I’m certain this this must be a failing with me and not the book. It must be. Because trying to prove myself wrong, I scoured the internet and read other reviews of Madame Solario that were unanimous in their love of the book, reverential about the writing and which embraced the characters completely. So why did I find it such a slog?

Originally published anonymously in 1956, Madame Solario caused quite a stir in its day with its accounts of unashamed love in a hedonistic summer at Lake Como in 1906. By the time of a 1980s reprint that revealed the author to be American writer Gladys Huntingdon, Madame Solario was accepted as a little-known but well-regarded literary triumph.
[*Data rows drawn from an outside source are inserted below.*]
PR #101, opened 2026-07-13
feat(Timeout): Introduce efficient timeout mechanism for OGX client.

MichalSteczko:
Assisted by: Claude Code

## Description
This PR introduces efficient timeout mechanism to increase the timeout when needed during the connections with embedding and inference models.

## Motivation
Failures during longer responses from models.

## Changes
- Timeout mechanism during connection with llm model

All of the ingredients were there for me to enjoy Madame Solario as much as everyone else seems to. Set in glorious Italy at the end of a turn-of-the-century summer, as the over-entitled upper-middle-classes swan about with a mixture of disregard and unrequited love for one another. Fabulous! What’s not to enjoy?!

But it just didn’t work for me. It took such a long time for anything to happen, and then an even longer time for anything else to happen. There were too many characters to try and distinguish from one another in the early chapters that I kept having to skim backwards to refresh my memory as to who they were. I found it impossible to care about any of the main characters, once I’d worked out who they were, and whether they found the happiness they felt they were entitled to. Ultimately it became a chore to read… and when there are so many books in the world that you’ll simply never have time to read, it feels wrong to spend time on a book you are not enjoying.

Of course, it is impossible for everyone to like a book, no matter how good it is. It’s all a matter of personal taste. And I feel I have missed something significant by not falling in love with Madame Solario the way that reviewers such as this one and all these have. So perhaps this will be a book I return to in a few years with fresh eyes and see anew. Here’s hoping.

1 comment:

  1. Oh me too!
    I love Edith Wharton & was hoping for something similar. But I soon realised that Wharton's world without Wharton's prose was a very dull place so gave up & read Lolly Willowes instead!